SUPPLIED RECORDS START

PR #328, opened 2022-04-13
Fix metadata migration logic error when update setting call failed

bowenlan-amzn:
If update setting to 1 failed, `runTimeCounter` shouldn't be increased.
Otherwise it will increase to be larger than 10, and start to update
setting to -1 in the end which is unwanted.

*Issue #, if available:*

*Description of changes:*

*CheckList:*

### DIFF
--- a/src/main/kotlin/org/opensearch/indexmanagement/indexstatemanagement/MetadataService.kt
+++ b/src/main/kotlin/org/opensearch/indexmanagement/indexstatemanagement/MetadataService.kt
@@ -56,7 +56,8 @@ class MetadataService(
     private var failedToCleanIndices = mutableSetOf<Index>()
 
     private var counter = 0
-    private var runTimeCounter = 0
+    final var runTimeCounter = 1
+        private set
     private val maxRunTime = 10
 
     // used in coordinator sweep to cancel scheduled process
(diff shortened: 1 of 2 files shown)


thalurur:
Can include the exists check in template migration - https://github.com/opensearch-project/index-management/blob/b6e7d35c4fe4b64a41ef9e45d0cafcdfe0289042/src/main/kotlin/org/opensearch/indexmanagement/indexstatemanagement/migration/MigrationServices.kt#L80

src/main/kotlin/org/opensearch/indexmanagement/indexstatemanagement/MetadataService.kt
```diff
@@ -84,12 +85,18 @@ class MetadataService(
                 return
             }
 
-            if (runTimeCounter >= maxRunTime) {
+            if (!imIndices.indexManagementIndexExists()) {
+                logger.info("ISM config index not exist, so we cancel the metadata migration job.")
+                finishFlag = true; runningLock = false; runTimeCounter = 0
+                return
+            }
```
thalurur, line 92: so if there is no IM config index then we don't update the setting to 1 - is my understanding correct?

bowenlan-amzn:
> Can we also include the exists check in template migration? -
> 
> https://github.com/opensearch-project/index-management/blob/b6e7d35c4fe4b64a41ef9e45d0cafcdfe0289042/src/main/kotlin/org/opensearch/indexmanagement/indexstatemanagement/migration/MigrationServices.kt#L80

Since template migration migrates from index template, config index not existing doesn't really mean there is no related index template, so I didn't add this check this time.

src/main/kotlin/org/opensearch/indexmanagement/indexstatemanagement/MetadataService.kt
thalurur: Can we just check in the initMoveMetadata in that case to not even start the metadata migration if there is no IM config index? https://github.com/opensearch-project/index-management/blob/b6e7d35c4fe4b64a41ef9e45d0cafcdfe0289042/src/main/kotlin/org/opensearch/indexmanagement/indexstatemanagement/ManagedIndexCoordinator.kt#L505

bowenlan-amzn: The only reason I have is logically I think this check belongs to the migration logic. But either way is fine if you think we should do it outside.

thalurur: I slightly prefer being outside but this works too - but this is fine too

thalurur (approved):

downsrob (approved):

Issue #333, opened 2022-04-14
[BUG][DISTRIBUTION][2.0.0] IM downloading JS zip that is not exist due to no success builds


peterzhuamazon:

SUPPLIED RECORDS END

■ TO DO ■
Which of the lines above mention the word "private"? Pull those lines out.

■ OUTPUT OF THE TASK ■
     private var failedToCleanIndices = mutableSetOf<Index>()
     private var counter = 0
-    private var runTimeCounter = 0
+        private set
     private val maxRunTime = 10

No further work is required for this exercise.